Is asylum bad for men (and better for women)? Changing perspectives on female and male refugees and asylum seekers in the Netherlands in the period 1945-2000
Subproject of "Differences that make all the difference. Gender, migration and vulnerability (migration to the Netherlands 1945-2005)"
A remarkable fact triggers my research. Recent studies show that female asylum seekers in the Netherlands are granted refugee status or a humanitarian status relatively more often than their male counterparts. In the period between 1993 and 1998 the chances for female asylees of acquiring asylum were 8% percent higher than the chances of male asylees according to figures of the Dutch Immigration and Naturalization Service. This fact was confirmed by recent research on the period 1993-2005 by two Sociologists. Data of the United Nations High Commissioner for Refugees for Sweden for the period 1995-1997 and for Switzerland for the period 1993-1996 showed that female asylum applicants likewise stood better chances of positive outcomes than men. Apparently sex influences the outcome of an asylum request. For earlier periods no similar data not exist on the recognition rates of asylum seekers, but one might expect that during periods prior to 1993 female asylum seekers counted on a more favourable treatment by the Dutch immigration authorities. The question of course is why it is more favourable to be a woman. Is it because of the law? Is it because the backgrounds of male and female asylums seekers are different? Is it because they flee because of different reasons? Or is it because the decision takers of the Ministry of Justice are less restrictive towards women? Or finally, and I believe this might be the case, is that the arguments used to grant -or deny- asylum to men or women are different.

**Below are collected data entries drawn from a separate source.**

Issue #3956, opened 2018-07-30
BuildingSymbolizer scale factor inconsistent across renderers


lightmare:
Creating this to document current behaviour. Each of the 3 renderers calculates building height differently.

I'm not going to fix this separately, because I have more changes in the works, and the extra update to reference images would unnecessarily bloat the `test-data-visual` repository.

AGG multiplies by scale factor:
https://github.com/mapnik/mapnik/blob/3683c305577760033f902188957154e980c6f362/src/agg/process_building_symbolizer.cpp#L86
![building-agg](https://github.com/mapnik/test-data-visual/raw/4d101ded5c18034629543401338889e9d8257e44/images/building-symbolizer-2-300-300-2.0-agg-reference.png)

Cairo doesn't multiply by scale factor:
https://github.com/mapnik/mapnik/blob/3683c305577760033f902188957154e980c6f362/src/cairo/process_building_symbolizer.cpp#L50
![building-cairo](https://github.com/mapnik/test-data-visual/raw/4d101ded5c18034629543401338889e9d8257e44/images/building-symbolizer-2-300-300-2.0-cairo-reference.png)

Grid doesn't multiply by scale factor and hard-codes the default:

In my dissertation I describe the asylum policies of the Dutch authorities after the Second World War (1945-2000). This migration has not yet been described from a long term perspective. This is true for the Netherlands, but also for other countries. Most often only the arrival of one particular group of asylum seekers is described. The leading question of this research is why certain asylum seekers were granted asylum and others were denied a status. I am mainly interested in the arguments used by the different people involved in the procedure during different periods. Not only the arguments of the decision takers are inventoried, but also the arguments used by individuals who wanted to alter the decisions of the Ministry of Justice. I collect their arguments in the individual case files of asylum seekers of the Ministry of Justice and Foreign Affairs. I believe that arguments forwarded by supporters of asylum seekers did affect decisions and that they were able to convince the decision takers of the juridical machinery to grant asylum seekers a status.
Several groups of arguments are distinguished and I believe that the line of argumentation altered since the late 1940s. For example in the early fifties the fear of communistic spies was present in many case files of the Ministry of Justice. This argument disappeared later and then often asylum seekers were described only as vulnerable innocent victims. In these case files one could find letters sent by various people with various backgrounds; classmates of the children of asylum seekers, members of the same church, but also of the employer of the asylum seeker.
By looking at the mechanisms of inclusion and exclusion for a period of 55 years it becomes possible to discover changes in the positioning of actors towards asylees and refugees. In my case gender awareness means that attention is paid to the fact that women fled for different reasons and encountered different support networks during their flights and in the receiving society. Therefore I believe that male and female have (or “created”) different refugee claims, but also that their supporters maintained these gender differences, when they pleaded in favour of male or female asylum seeker.